Questo fenomeno è in parte dovuto al zoocentrismo, che come estensione dell’antropocentrismo è frutto di una visione del mondo dalle origini antichissime su cui si fonda la cultura occidentale. I viventi sono posti su una scala gerarchica che vede l’uomo all’apice; gli animali servono l’uomo, le piante servono gli animali (e l’uomo), e il mondo inanimato serve le piante. Anche se si riconosce nelle piante il ruolo di mediatrici primarie tra il mondo fisico e quello biologico, queste sono viste come creature al nostro servizio, come elementi che fanno da sfondo alle attività – dal nostro punto di vista ben più interessanti – del mondo animale.

Un problema fisiologico

Sembra però che, tra quelli che portano alla cecità alle piante, ai fattori socio-culturali vadano aggiunti quelli di natura psicologica, evolutiva e fisiologica. Ogni secondo i nostri occhi raccolgono una quantità mostruosa di dati di cui solo una frazione infinitesimale viene pienamente processata dal nostro cervello. Come facciamo a decidere su quali informazioni visive concentrarci? Cerchiamo movimenti, pattern cromatici e oggetti noti o pericolosi. Le piante non si muovono, crescono vicine tra loro e, quando non sono fiorite, hanno un colore uniforme. Così, come dimostra un esperimento condotto su degli studenti dell’Università del Nord Dakota, spesso non ottengono la nostra attenzione visiva. Quando una serie di immagini venivano mostrate in rapida successione, i partecipanti erano molto più precisi nell’indicare la presenza di un animale che quella di una pianta tra le immagini stesse.
In più, le piante sono di solito innocue, cosa che ci permette di ignorarle senza incorrere nei rischi che invece incontriamo quando ignoriamo un animale lanciato al nostro inseguimento. Ciò doveva essere particolarmente importante per i primi uomini, per i quali la capacità di individuare gli animali poteva salvare loro la vita nel caso di un agguato o rappresentare una fonte di cibo durante una battuta di caccia. Gli animali mangiano, giocano, dormono, interagiscono tra loro e si riproducono, proprio come noi. Per questo i bambini impiegano più tempo a riconoscere nelle piante una forma di vita.

Le conseguenze

Se come dice James Wandersee, l’inventore del termine plant blindness, questa «è la condizione umana di default», dobbiamo impegnarci attivamente per contrastarla. Il problema è che se la maggior parte delle persone non presta attenzione alle piante e al loro ruolo centrale nel mantenimento della vita sulla Terra, difficilmente arriveremo a investire in ricerca e formazione per la conservazione delle piante (un argomento di cui ho parlato anche in questo post). Come si è visto nei progetti di conservazione di ben più emblematiche specie animali a rischio di estinzione, l’opinione pubblica può avere un ruolo cruciale.

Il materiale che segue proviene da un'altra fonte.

PR #268, opened 2015-08-27
Add smoke test for PVB user journey

dan-palmer:
Adds a smoke test flow to the application - found under `smoke_test/`.

Adds a `PrisonMailer` check for smoke tests - if its a smoke test avoid sending stuff to the actual prison!

##### Smoke Test Steps:
  - [x] Starts the form
  - [x] Fills in prisoner details page
  - [x] Fills in visitor details page for one visitor
  - [x] Selects three available days on the slot page
  - [x] Submits the booking on the check your request page
  - [x] Checks that the user received a booking receipt email
  - [x] Checks that the prison received a booking request email
  - [x] Visits the process booking page and confirms the booking
  - [x] Checks that the prison received a copy of the confirmation email
  - [x] Checks that the visitor received a confirmation email
  - [x] Checks the status of the visit and cancels it
  - [x] Checks that the prison receives a booking cancellation email

#### Improvements
- [x] Handle sending Prison mails through Sendgrid(see: #297)
- [x] Use unique gmail addresses (this one cool '+' trick)
- [x] Auto run the smoke test
- [x] Separate concerns a wee bit
- [x] Start the process form the '/prisoner' page to avoid routing issues with production

##### Required environment variables for the rails app:
```
SMOKE_TEST_EMAIL_LOCAL_PART
SMOKE_TEST_EMAIL_DOMAIN
```

##### Required environment variables for the smoke test:
```
SMOKE_TEST_EMAIL_LOCAL_PART
SMOKE_TEST_EMAIL_DOMAIN
SMOKE_TEST_EMAIL_PASSWORD
SMOKE_TEST_APP_HOST
```

PR #297, opened 2015-09-15
Ensure "quoted-printable" email encoding

dan-palmer:
Sendgrid enforces line length limits of 998 characters. This is according to the <a href="http://tools.ietf.org/html/rfc5322">RFC spec</a> see section 2.1.1 for more info.

We have noticed that ActionMailer has some inconsistencies with what Content-Transfer-Type header is set for Prisoner & Visitor emails. The VisitorMailer emails are nearly always set as 'quoted-printable' whereas the Prison emails are '7bit'. Sending through Gmail & GSI does not alter the contents of the email whereas Sendgrid will enforce the rulings of the RFC spec unless the transfer encoding is set to 'quoted-printable' or 'base64' and add line breaks which will break long links as found in the PrisonMailer emails.

This addition adds a filter than can be mixed into any of the mailers we have in the application and will ensure the Content-Transfer-Type header is always set to 'quoted printable'

Quoted printable is an encoding that allows us to transmit 8 bit data over a 7 bit medium and limits line length to 76 characters by using a '=' as a separator. It produces human readable output that is rendered correctly by the likes of Gmail for both plain text and html emails.

This issue was brought to our attention as the smoke tests found in PR #268 override the smtp settings with the default action mailer settings which use Sendgrid - the emails had broken links.

This is a shameful hack.


app/mailers/concerns/addresses.rb
```diff
@@ -0,0 +1,15 @@
+module Addresses
+  include ActiveSupport::Concern
+
+  def prison_mailbox_email
+    Rails.configuration.prison_data[@visit.prisoner.prison_name]['email']
```
threedaymonk: Just imagine: one day, we can change this to something sensible like `@visit.prison_email`! But maybe not today.

dan-palmer: 😂🙌

SteveMarshall:
Bit late to the party, but :100: for investigation, @dan-palmer!

PR #336, opened 2015-09-28
Allow deserialisation of legacy marshalled data

threedaymonk:
Instead of a database, this application passes objects around as marshalled data. The renaming of `Deferred::Visitor` to `Visitor` meant that previously-serialised `Deferred::Visitor` instances could not be deserialised. This affects live sessions (although these die after 20 minutes), links to return to the booking, and links for admin staff.

Adding back the namespaced class means that both class names will continue to work. Only `Visitor` instances will be created in future, and we can remove this namespaced class in due course.


threedaymonk:
Still to check: does anything use implicit routes? I think probably not, because there's no RESTful or resourceful routing in this application.

threedaymonk:
In answer to my query: yes, but only in three places, and nowhere for a `Visitor`, which was the only namespaced model.

SteveMarshall:
As we discussed, this should use a URL serialiser that isn't tied to our internal objects. That way, we can support the old object deserialisation until we see no more evidence of their use in the logs (and then remove it), and have a serialisation format that doesn't lock us in to the new objects.

We also discussed whether we should version the new serialisation format and concluded that, no, versions of serialisation schemas would become just another thing to manage and, given that the core data in the system is unlikely to change in the near future, that's overhead we probably don't need.

spec/features/deserialization_spec.rb
```diff
@@ -0,0 +1,59 @@
...
+        VisitMetricsEntry.create! hash
+      end
+      allow_any_instance_of(ApplicationController).
+        to receive(:reject_untrusted_ips!)
+    end
+
+    scenario 'booking receipt' do
+      link = data.fetch('booking_receipt_path')
+      visit link
+      expect(status).to eq(200)
```
SteveMarshall: Might be nice if these used [the `have_http_status` matcher](https://relishapp.com/rspec/rspec-rails/docs/matchers/have-http-status-matcher).

config/routes.rb
```diff
@@ -67,6 +67,7 @@
 
   # Legacy URLs
   get "/prisoner-details", to: redirect("/prisoner")
+  get "/deferred/confirmation/new" => "confirmations#new"
```
threedaymonk: Someone processing booking requests follows a link from an email and ends up on the URL they expected from the link.

Whilst Rails's routing does support redirection, it discards the query-string parameters, so we'd have to do something in a controller. I'm not sure it's worth that additional complexity, and I'm not convinced it's any improvement from a user's point of view.

SteveMarshall: Yeah, I figured it might be something like that. Leave it as-is :+1:

SteveMarshall:
The other thing that's missing here is some way for us to track usage of `Deferred::Visitor`. Probably we should just be able to log things out and graph the number of times it's logged in Kibana (but I sure as hell can't see an explicit way to log directly the information we want).

spec/features/deserialization_spec.rb
```diff
@@ -0,0 +1,59 @@
...
+  end
+
+  let(:data) {
+    YAML.load(
+      File.read(
+        File.expand_path('../../fixtures/deserialization_data.yml', __FILE__)
+      )
+    )
+  }
+
```
tatyree: Minor style thing--the ruby-style guide prefers do...end for multiline blocks.  I'm not sure whether or no rubocop will alert on this...

threedaymonk: I know this passes: I run Rubocop every time I run rake :-)

However, [we've got Rubocop configured](https://github.com/ministryofjustice/prison-visits/blob/c2d8e43b75fa2d284a9b3ecbb8dded308930618f/.default_rubocop.yml#L12-L14) for [Weirich-style blocks](http://devblog.avdi.org/2011/07/26/the-procedurefunction-block-convention-in-ruby/), i.e. `{...}` for blocks that return a value, and `do ... end` for imperative code.

tatyree: As an old cat if mine would have said: "Hmph".  It burns my eyes, Monk.  It burns my eyes...

However, I also confess that I secretly like it and shall change styles, myself :)

threedaymonk: The indentation here is kind of ludicrous, though, isn't it? I think I'll change it to:

```ruby
let(:data) {
  path = File.expand_path('../../fixtures/deserialization_data.yml', __FILE__)
  YAML.load(File.read(path))
}
```

tatyree: That looks cleaner and isn't excessively long.

config/initializers/encryptor.rb
```diff
@@ -1,6 +1,2 @@
-require 'zmarshal'
-
-key_length = 88
-key = ENV.fetch('MESSAGE_ENCRYPTOR_SECRET_KEY') { 'a' * key_length }
-MESSAGE_ENCRYPTOR = ActiveSupport::MessageEncryptor.new \
-  Base64.decode64(key), serializer: ZMarshal
+key = ENV.fetch('MESSAGE_ENCRYPTOR_SECRET_KEY') { 'a' * 88 }
```
tatyree: Is the { 'a' * 88 } an implicit pack?  I've never seen this syntax before...

app/models/deferred/visitor.rb
```diff
@@ -0,0 +1,4 @@
+module Deferred
+  class Visitor < ::Visitor
+  end
```
SteveMarshall: I wonder if it's worth having a blaring warning to never do anything in this class here?

app/services/compressed_marshaller.rb
```diff
@@ -0,0 +1,32 @@
...
+  end
+
+  def serialize(obj)
+    JSON.generate(obj)
+  end
+
+  def deserialize(str)
+    JSON.parse(str)
+  rescue JSON::ParserError
+    Rails.logger.info 'Deserializing legacy token'
```
SteveMarshall: We should probably test this on preprod, to make sure we can graph it in Kibana or something.

threedaymonk:
I wonder if it's worth adding some specs for the current serialised data. It won't prove anything at the moment, but might prevent future collaborators from repeating the problem we saw the other day.

app/models/deferred/visitor.rb
tatyree: I'd vote for that.

threedaymonk: Yes, it probably is!

SteveMarshall:
Yeah, it might be nice to have some specs for the current data.

The other thing that might be nice, maybe, is breaking the long cipher texts in the specs over multiple lines? Of course, that might be dangerous, so I'm willing to be told I'm wrong.

threedaymonk:
@SteveMarshall That should be possible: it's just base64-encoded, so `%w[ aaaa bbbb cccc ]`.join('') ought to work.

app/models/deferred/visitor.rb
threedaymonk: I'm tempted to write something like the [10,000 year nuclear waste warning](http://www.wipp.energy.gov/picsprog/articles/wipp%20exhibit%20message%20to%2012,000%20a_d.htm):

> This place is not a place of honor.
> No highly esteemed deed is commemorated here.
> Nothing valued is here.
> This place is a message and part of a system of messages.
> Pay attention to it!
> Sending this message was important to us.
> We considered ourselves to be a powerful culture.

tatyree: It appeals to my literary side.  However, I think it might require too much interpretation on the part of the average developer...

My suggestion would be to give it an initialiser that raises an exception if anyone tries to define instance methods at this level, but otherwise passes them down (up?) the chain.  That might be overcomplicating it, though.

threedaymonk: Possibly, something as simple as removing the `.new` and `#initialize` methods might be enough - I'm sure that `Marshal.load` bypasses that.

threedaymonk: Undefining `initialize` works, but spams the test output with warnings. I'm inclined to leave it with a comment.

tatyree: My thinking was more to make it explicit to anyone new coming to that particular class that WRITE THEE NO METHODS HERE: 

Something like: 

```
module Deferred 
  class Visitor < ::Visitor 
    
    class WriteTheeNoMethodsHere < Error 
       "This is a DANGEROUS place.  Leave here now..." 
    end

    def initialize 
       raise WriteTheeNoMethodsHere if self.instance_methods(false)
    end
end
```

threedaymonk:
Tested on preprod for both visitor and staff sides in two scenarios:

1. With booking emails sent by the currently-deployed production branch, after deploying this branch.
2. With an entirely new booking.

app/services/compressed_marshaller.rb
threedaymonk: Tested as working.

screenshot-2015-10-01t13 01 44z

Proprio questa settimana lo IUCN ha dichiarato che il panda gigante non è più a rischio di estinzione perché grazie agli sforzi coordinati di decine di organizzazioni il numero di esemplari è in costante aumento. Ma insieme alla bella notizia è stato lanciato un monito: si prevede che in 80 anni i cambiamenti climatici ridurranno del 35% l’estensione delle foreste di bambù in cui i panda vivono, provocandone una nuova diminuzione in numero. Sappiamo che il bambù è essenziale per i panda, ma spesso tendiamo a dimenticarcene quando si parla di conservazione. In un momento in cui più di una specie vegetale su otto è a rischio e la vita degli animali, come la nostra, dipende dalla loro esistenza, le piante hanno bisogno di tutta la nostra attenzione.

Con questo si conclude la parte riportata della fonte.